So ya know that dog I was bragging about?
Yeah... he's a big dog. Big enough to stand on his back legs and get into the large trash dumpster...
If you're squeamish at all... stop reading now.
If you'd like a laugh at my expense... keep reading.
I took "the boys" (dogs) out to the bathroom one last time before bed only to realize that Morgan had gotten into the trash and spread it all over the Manson's yard.

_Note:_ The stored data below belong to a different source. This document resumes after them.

PR #56, opened 2021-06-09
[MUIC-306] Start Glia in app's main window

VladKupriienko:
Previously, Glia would launch in it's own `UIWindow`. This was quite helpful for a number of reasons, but also introduced a very unwanted behavior. ReplayKit only records the main window of the app, therefore Glia's views were not visible during screen sharing.

For the time being, until the SDK migrates from ReplayKit to Broadcast Upload, this workaround is introduced, which uses `GliaViewController` instead of `GliaWindow` to encapsulate all views.


VladKupriienko:
Ah, forgot to point out something
I was actually working on custom `UIViewController` transitioning animations, but they just won't work properly.
So in order to give the fix to the client ASAP, I temporarily replaced them with the standard `.crossDissolve`. Looks fine IMO, but not as good as it should 😄

GliaWidgets/Coordinator/RootCoordinator.swift
```diff
@@ -219,72 +226,17 @@ class RootCoordinator: SubFlowCoordinator, FlowCoordinator {
...
-                    bubbleView: bubbleView,
-                    delegate: self
-                )
-            }
-        } else {
-            return GliaWindow(
-                bubbleView: bubbleView,
-                delegate: self
-            )
+    private func presentWindow(animated: Bool, completion: (() -> Void)? = nil) {
```
kuldar-daniel, line 229: we're not really presenting anything on window here, maybe change the function name?

GliaWidgets/Coordinator/RootCoordinator.swift
```diff
@@ -219,72 +226,17 @@ class RootCoordinator: SubFlowCoordinator, FlowCoordinator {
...
-    private func windowScene() -> UIWindowScene? {
-        if let sceneProvider = sceneProvider {
-            return sceneProvider.windowScene()
-        } else {
-            let scene = UIApplication.shared
-                .connectedScenes
-                .filter { $0.activationState == .foregroundActive }
-                .first
-            return scene as? UIWindowScene
+    private func dismissWindow(animated: Bool, completion: (() -> Void)? = nil) {
```
kuldar-daniel, line 236: Same as above

GliaWidgets/Window/GliaViewController.swift
```diff
@@ -0,0 +1,107 @@
...
+    var bubbleKind: BubbleKind = .userImage(url: nil) {
+        didSet { bubbleWindow?.bubbleKind = bubbleKind }
+    }
+
+    private enum State {
+        case maximized
+        case minimized
+    }
+
+    private var state: State = .maximized
```
kuldar-daniel, line 22: why do we need to retain the state? It's not being passed anywhere

kuldar-daniel (approved):
I'm not huge fan of the "topMostViewController" part of it but I can't really suggest something better from top of my head either, and since this is critical, I'll approve it anyway.

GliaWidgets/Coordinator/RootCoordinator.swift
```diff
@@ -36,7 +36,11 @@ class RootCoordinator: SubFlowCoordinator, FlowCoordinator {
     private let isWindowVisible = ObservableValue<Bool>(with: false)
     private let navigationController = NavigationController()
     private let navigationPresenter: NavigationPresenter
-    private var window: GliaWindow?
+    private let presentingWindow = UIApplication.shared.windows.filter { $0.isKeyWindow }.first
+    private var presentingViewController: UIViewController? {
+        return presentingWindow?.topMostViewController()
+    }
+    private var gliaViewController: GliaViewController!
```
dukhovnyi, line 43: Using implicitly unwrapped optional could make a side effect and emits crash, so I'd like to propose to avoid using it (if possible). Probably we could use optional or lazy variable instead. Does it make sense?

GliaWidgets/Window/GliaViewController.swift
```diff
@@ -0,0 +1,107 @@
...
+    private weak var delegate: GliaViewControllerDelegate?
+    private var gliaNavigationController: UINavigationController!
```
dukhovnyi, line 24: Let's avoid using implicitly unwrapped optional (if possible). Probably we could use optional or lazy variable instead.
Looks like we are using `gliaNavigationController` just to retain the `navigationController`, I could be wrong, but does `addChild` doesn't retain it? If so, we could delete this var at all.

GliaWidgets/Window/GliaViewController.swift
```diff
@@ -0,0 +1,107 @@
...
+    required init?(coder: NSCoder) {
+        fatalError("init(coder:) has not been implemented")
+    }
+
+    func insertNavigationController(_ navigationController: UINavigationController) {
+        self.gliaNavigationController = navigationController
+        addChild(navigationController)
+        view.addSubview(navigationController.view)
+        navigationController.didMove(toParent: self)
+    }
```
dukhovnyi, line 50: Probably we could extend `UIViewController` class and move this method to separated extension file like this:

```suggestion
    func add(_ viewController: UIViewController) {
        viewController.willMove(toParent: self)
        addChild(viewController)
        view.addSubview(viewController.view)
        viewController.didMove(toParent: self)
    }
```

One more question about layout, does it use resizing mask or layout constraints?

dukhovnyi (changes requested):
Since the framework doesn't use a window at all, let's remove `window` word from the code and rename the folder `GliaWidgets/**Window**`.

GliaWidgets/Coordinator/RootCoordinator.swift
VladKupriienko: Good catch. Leftover name

GliaWidgets/Window/GliaViewController.swift
VladKupriienko: Most possibly also a leftover which I forgot to clean up

VladKupriienko: Interestingly enough, there doesn't seem to be a use for that field in the earlier versions of the code either. Idk what's up with that

GliaWidgets/Window/GliaViewController.swift
VladKupriienko: I think indeed the best way would be to remove it, you're right

GliaWidgets/Window/GliaViewController.swift
VladKupriienko: The thought of moving it into an extension hasn't crossed my mind, to be honest, but why not.
As for the layout, it's using constraints.

VladKupriienko: Named the extension function `insertChild`, because just `add` seemed not verbose enough to me.

dukhovnyi (approved):
Looks good 👍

I started to pick up the trash when I realized he had gotten into a bag of trash with ...*ahem* used feminine hygiene products and had spread them all over the neighborhood. The bag was even double bagged and tied shut, but he was a determined, disgusting beast.
As I was attempting to pick up the disgusting remnants of the trash, the dogs kept grabbing the trash and running away with it.
If you've never played tug 'o war with a used tampon... well let's just say, it's not fun. Thank God they put strings on those things.
My DNA is all over the neighborhood.
I'm spent.
My apologies to the Mansons... again.
Good night.
3 comments:
Gina I am freaking rolling all over the floor. Tears are streaming down my face. Lady, I will not be able to get that picture out of my head as I tuck myself into bed. Thanks once again for the laugh. I can always count on you. BTW, couldn't have been a nicer neighbor to share the wealth with huh???
Ah, yes, we have had this wonderful experience also. It was contained in our house, though...that the neighbor lady dogsitting for us found....all over the white carpet and white couch. Dogs are beyond disgusting at times.